На базе бойцы встретили меня овацией. Спасение от карателей, которые пожаловали в «Красный Борок» через несколько часов после выхода оттуда отряда, казалось не только им, но и мне чудом. Вначале мы не знали, кто выдал местонахождение нашей базы, и заподозрили стайских крестьян, но скоро выяснили все подробности.
Добившись от Румянцева под пыткой сведений о местонахождении базы, каратели прибыли на болото. Окопы они отрыли с немецкой аккуратностью и предприняли окружение землянок по всем правилам военной тактики. В военных действиях приняло участие сто человек. Когда полное окружение базы было завершено и против каждого окна был установлен пулемет, гитлеровцы открыли ураганный огонь. Но из землянок никто не показывался. В них царила тишина, и только эхо в окружающих дремучих лесах повторяло выстрелы. Решив, что это какая-нибудь новая хитрость партизан, каратели немного переждали и снова обрушили шквал огня на партизанскую «крепость» и затем, набравшись храбрости, кинулись к землянкам. Но хотя печки были еще теплые, ни одного человека там не оказалось. Имущество также было все вывезено, так что нечего было даже сфотографировать. В бессильной злобе фашистские вояки подожгли пустые землянки. Когда пламя, увенчанное султанами дыма, встало высоко над лесом, они схватили связанного Румянцева, раскачали и бросили в огонь, а сами поехали в Лепель докладывать о своих «успехах».
11. Подвиг Ермаковича
Убедившись в том, что военными мероприятиями нельзя подавить партизанское движение, гестапо начало менять тактику. Фашисты стали понимать, что партизаны крепки поддержкой, оказываемой им населением, и решили выловить по деревням всех связанных с нами людей. Для осуществления поставленной задачи руководители гестапо, однако, не потрудились придумать чего-либо нового, а использовали грубые, давно известные методы шантажа и провокации, рассчитывая на то, что простой белорусский крестьянин пойдет на любую фашистскую приманку. Но враг и в этом жестоко просчитался.
Однажды переодетые агенты гестапо прибыли в деревню Ковалевичи, явились к председателю колхоза товарищу Мухе и, выдавая себя за партизан, потребовали отпустить им хлеба из оставшихся запасов, приготовленных для отправки оккупантам. Осторожный Муха сразу почувствовал, с кем имеет дело, и наотрез отказался выдать хлеб. Тогда гестаповцы потребовали объяснения: на каком основании председатель колхоза отпустил тридцать пудов жита партизанам моего отряда? Муха и тут не растерялся. Он заявил, что партизаны взяли у него хлеб силой, без его разрешения.

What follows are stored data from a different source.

PR #5333, opened 2025-01-01
Cleanup builtin plugins interface

brimoor:
## Change log

Code
- ensure that `enable_plugin()`, `disable_plugin()` and `delete_plugin()` can't be run on builtin plugins
- consolidate `include_builtin` and `builtins_only` arguments into a single `builtin` argument, for consistency with the existing `enabled` argument

CLI
- include `builtin` column in `fiftyone plugins list` output
- include `--builtins-only` and `--no-builtins` filtering options for `fiftyone plugins|operators list`

Docs
- include plugins API reference in docs build
- fix various broken links for builtin operators in the docs

## Example usage

```shell
# Now includes `builtin` column
fiftyone plugins list

# New filtering options
fiftyone plugins list --builtins-only
fiftyone plugins list --no-builtins
fiftyone operators list --builtins-only
fiftyone operators list --no-builtins

# Not allowed
fiftyone plugins enable '@voxel51/operators'
fiftyone plugins disable '@voxel51/operators'
fiftyone plugins delete '@voxel51/operators'
```

## Release Notes

- **Documentation**
	- Updated documentation for CLI commands related to operators and plugins
	- Added API reference section for plugins
	- Improved clarity of plugin and operator documentation
	- Updated user guide references for model evaluation

- **New Features**
	- Enhanced filtering for operators and plugins (builtin/non-builtin)
	- Added support for more flexible plugin management
	- Introduced example Databricks connector and Data Lens connector

- **Bug Fixes**
	- Improved path normalization for plugin directories
	- Refined error handling for built-in plugins
	- Fixed potential `StopIteration` errors during long-running operations

- **Chores**
	- Updated plugin and panel configuration files
	- Streamlined plugin listing and retrieval logic

### DIFF
--- a/docs/generate_docs.bash
+++ b/docs/generate_docs.bash
@@ -103,10 +103,16 @@ sphinx-apidoc --force --no-toc --separate --follow-links \
     --templatedir=docs/templates/apidoc \
     -o docs/source/api fiftyone \
         fiftyone/brain/internal/models \
+        fiftyone/constants \
+        fiftyone/internal \
         fiftyone/server \
         fiftyone/service \
         fiftyone/management \
         fiftyone/api
+
+sphinx-apidoc --force --no-toc --separate --follow-links \
+    --templatedir=docs/templates/apidoc \
+    -o docs/source/plugins/api plugins
 
 # Remove symlink
 unlink fiftyone/brain
--- a/fiftyone/core/cli.py
+++ b/fiftyone/core/cli.py
@@ -2905,7 +2905,7 @@ class OperatorsCommand(Command):
 
 
 class OperatorsListCommand(Command):
-    """List operators and panels that you've installed locally.
+    """List operators and panels that are installed locally.
 
     Examples::
 
@@ -2918,7 +2918,10 @@ class OperatorsListCommand(Command):
         # List disabled operators and panels
         fiftyone operators list --disabled
 
-        # Only list panels
+        # List non-builtin operators and panels
+        fiftyone operators list --no-builtins
+
+        # List panels
         fiftyone operators list --panels-only
     """
 
@@ -2939,11 +2942,25 @@ class OperatorsListCommand(Command):
             help="only show disabled operators and panels",
         )
         parser.add_argument(
+            "-b",
+            "--builtins-only",
+            action="store_true",
+            default=None,
+            help="only show builtin operators and panels",
+        )
+        parser.add_argument(
+            "-c",
+            "--no-builtins",
+            action="store_true",
+            default=None,
+            help="only show non-builtin operators and panels",
+        )
+        parser.add_argument(
             "-o",
             "--operators-only",
             action="store_true",
             default=None,
-            help="only show operators",
+            help="only show non-panel operators",
         )
         parser.add_argument(
             "-p",
@@ -2968,6 +2985,13 @@ class OperatorsListCommand(Command):
         else:
             enabled = "all"
 
+        if args.builtins_only:
+            builtin = True
+        elif args.no_builtins:
+            builtin = False
+        else:
+            builtin = "all"
+
         if args.operators_only:
             type = "operator"
         elif args.panels_only:
@@ -2975,11 +2999,11 @@ class OperatorsListCommand(Command):
         else:
             type = None
 
-        _print_operators_list(enabled, type, args.names_only)
+        _print_operators_list(enabled, builtin, type, args.names_only)
 
 
-def _print_operators_list(enabled, type, names_only):
-    operators = foo.list_operators(enabled=enabled, type=type)
+def _print_operators_list(enabled, builtin, type, names_only):
+    operators = foo.list_operators(enabled=enabled, builtin=builtin, type=type)
 
     if names_only:
         operators_map = defaultdict(list)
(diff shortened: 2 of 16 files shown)


fiftyone/plugins/definitions.py
```diff
@@ -13,7 +13,7 @@
 import eta.core.serial as etas
 
 import fiftyone as fo
-import fiftyone.plugins.constants as constants
+import fiftyone.plugins.constants as fpc
```
ritch, line 16: This style is different in the other files. Change the others to be consistent.

fiftyone/core/cli.py
```diff
@@ -3558,14 +3606,15 @@ def _print_plugins_list(enabled, names_only):
...
-    headers = ["plugin", "version", "enabled", "directory"]
+    headers = ["plugin", "version", "enabled", "builtin", "directory"]
     rows = []
     for pd in plugin_defintions:
         rows.append(
             {
                 "plugin": pd.name,
                 "version": pd.version or "",
-                "enabled": pd.name in enabled_plugins,
+                "enabled": pd.builtin or pd.name in enabled_plugins,
```
ritch, line 3616: Good catch 👍

fiftyone/operators/registry.py
```diff
@@ -32,25 +32,25 @@ def get_operator(operator_uri, enabled=True):
...
 
-def list_operators(enabled=True, type=None, builtins_only=False):
+def list_operators(enabled=True, builtin="all", type=None):
     """Returns all available operators.
 
     Args:
         enabled (True): whether to include only enabled operators (True) or
             only disabled operators (False) or all operators ("all")
+        builtin (None): whether to include only builtin operators (True) or
+            only non-builtin operators (False) or all operators ("all")
```
ritch, line 42: Purely from a docs pov this is confusing since it lists both None as the default and “all”. These appear functionally equivalent when reviewing the implementation. Changing the default to “all” seems right.

fiftyone/plugins/core.py
```diff
@@ -97,9 +127,12 @@ def delete_plugin(plugin_name):
     Args:
         plugin_name: the plugin name
     """
-    plugin = _get_plugin(plugin_name)
+    plugin = get_plugin(plugin_name)
+    if plugin.builtin:
+        raise ValueError(f"Cannot delete builtin plugin '{plugin_name}'")
```
kaixi-wang, line 132: Good catch

fiftyone/plugins/definitions.py
ritch: [fixed](https://github.com/voxel51/fiftyone/pull/5333/commits/75c481b9dbae6e96482a7d81a152c333b6775341)

fiftyone/operators/registry.py
brimoor: yes intended to write `builtin ("all")` in the docs. Will fix now 👍

docs/generate_docs.bash
```diff
@@ -103,11 +103,17 @@ sphinx-apidoc --force --no-toc --separate --follow-links \
...
     -o docs/source/api fiftyone \
         fiftyone/brain/internal/models \
+        fiftyone/constants \
+        fiftyone/internal \
         fiftyone/server \
         fiftyone/service \
         fiftyone/management \
         fiftyone/api
 
+sphinx-apidoc --force --no-toc --separate --follow-links \
```
ritch, line 113: What is this for?

ritch: I'm not sure it makes sense to add this as "API Reference" for plugins. I think the existing `fiftyone.operators.operations` is what I would expect in a section like that.

ritch: Also is there any way to adjust the header/breadcrumb - it confusingly says "Docs / Plugins Overview / plugins"

brimoor: I agree that it's not very usable in its current form. The only reason I added this is that https://github.com/voxel51/fiftyone/pull/5261 broke a few links in the plugins docs and release notes that used to link to (equally unhelpful) resources about the available builtin operators in the `fiftyone` API reference tree.

ritch (approved):
We should look at how the new builtin plugins are displayed in the docs. Otherwise LGTM.

docs/generate_docs.bash
brimoor: One possible solution is to add class docstrings to all operators/panels that describe how to use them, like I did for `ViewExpression` here: 
https://docs.voxel51.com/api/fiftyone.core.expressions.html?highlight=viewexpression#fiftyone.core.expressions.ViewExpression

That would be a bit awkward though for this use case.

It's not that useful to have the panels in the API reference, as they aren't meant to be used programmatically and really should already have dedicated documentation sections for them.

There is some value in having a list of all the builtin operators, in the sense that they are totally undocumented to-date. It would be reasonable for _some_ of them to have programmatic execution examples, but generally they are really intended to be invoked via the App's Operator browser. But a docstring is an awkward place to document in-App usage. What we really need is some kind of operator documentation page that shows GIFs of every single operator in use.

ritch: > What we really need is some kind of operator documentation page that shows GIFs of every single operator in use.

Sure - I've always thought that we could allow for self-documentation, since operators define their own input/output.

We should change the "API reference". Based on what you said above I think the only value of this is the listing of what is in `/plugins`. In that case we should call it "Built-in plugins" or something similar.

PR #5337, opened 2025-01-02
clean overlays in detach function and not during reconciliation

sashankaryal:

- Cleanup overlays in looker's `detach` as opposed to reconciliation function
- For single channel masks, modify buffer in-place instead of allocating another UInt8 array
- Set targets to null in overlay cleanup. They should already be garbage collected, but this is just a safety mechanism to reduce ref to the buffer by one in case overaly refs are maintained somewhere. 
- Reuse offscreen canvas. I did micro-benchmarking with creating new offscreen canvas vs reusing it. I noticed a difference of 2ms at most, so this is kind of a useless change. Resizing the canvas probably offsets the cost of allocating a new canvas and destroying it.

(Details)

        notes for FiftyOne users.

-   [ ] Other

## Summary by CodeRabbit

- **Performance Improvements**
	- Enhanced memory management for overlays by implementing cleanup mechanisms
	- Optimized image processing in canvas decoding with off-screen canvas and efficient data handling

- **Bug Fixes**
	- Improved resource cleanup for looker and scroll reader components
	- Added safeguards to prevent potential memory leaks during object destruction

- **New Features**
	- Introduced more robust overlay processing for heatmap and segmentation overlays

### DIFF
--- a/app/packages/looker/src/processOverlays.ts
+++ b/app/packages/looker/src/processOverlays.ts
@@ -4,6 +4,8 @@
 
 import { CONTAINS, Overlay } from "./overlays/base";
 import { ClassificationsOverlay } from "./overlays/classifications";
+import HeatmapOverlay from "./overlays/heatmap";
+import SegmentationOverlay from "./overlays/segmentation";
 import { BaseState } from "./state";
 import { rotate } from "./util";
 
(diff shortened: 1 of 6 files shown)


app/packages/looker/src/processOverlays.ts
```diff
@@ -30,6 +32,25 @@ const processOverlays = <State extends BaseState>(
 
     if (!(overlay.field && overlay.field in bins)) continue;
 
+    // todo: find a better approach / place for this.
+    // for instance, this won't work in detection overlay, where
+    // we might want the bounding boxes but masks might not have been loaded
```
benjaminpkane, line 37: I think these instances can be filtered out during overlay creation. But this is a good place for now 👍

app/packages/spotlight/src/createScrollReader.ts
```diff
@@ -73,6 +74,14 @@ export default function createScrollReader(
...
       element.removeEventListener("scroll", scroll);
       element.removeEventListener("scrollend", scrollEnd);
+
+      if (timeout) {
+        clearTimeout(timeout);
+      }
+
+      if (animationFrameId) {
+        cancelAnimationFrame(animationFrameId);
+      }
```
benjaminpkane, line 84: It seems like there is redundancy here. I would be surprised if the closure here is causing a memory leak. But it doesn't hurt 👍

benjaminpkane (approved):
LGTM 🐎

PR #5338, opened 2025-01-03
POC: use GPU to process overlays

sashankaryal:

successful POC where we use webgl to process grayscale segmentation masks. Currently, this processing happens in the CPU and is extremely compute intensive.

(Details)

        notes for FiftyOne users.

-   [ ] Other


jleven (commented):
Quick question: What happens if the client doesn’t have a GPU?

sashankaryal:
> What happens if the client doesn’t have

Webgl should automatically fallback to software rendering.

Гестаповцы бросили свою роль недоигранной. Предъявив документы полицейских из Красных Лук, они арестовали Муху и увезли в гестапо.
На допросе комендант гестапо прежде всего спросил: почему председатель колхоза не заявил властям, когда партизаны отобрали у него хлеб? Муха начал утверждать, что он такое заявление сделал на второй же день бургомистру Василенко. Гестаповцы навели справку у бургомистра в Таронковичах. Но Василенко по самому характеру запроса понял, в чем дело, и подтвердил, что такое заявление со стороны председателя колхоза Мухи имело место.
Муху отпустили, и он в тот же день известил наших людей о провокационной тактике гестапо.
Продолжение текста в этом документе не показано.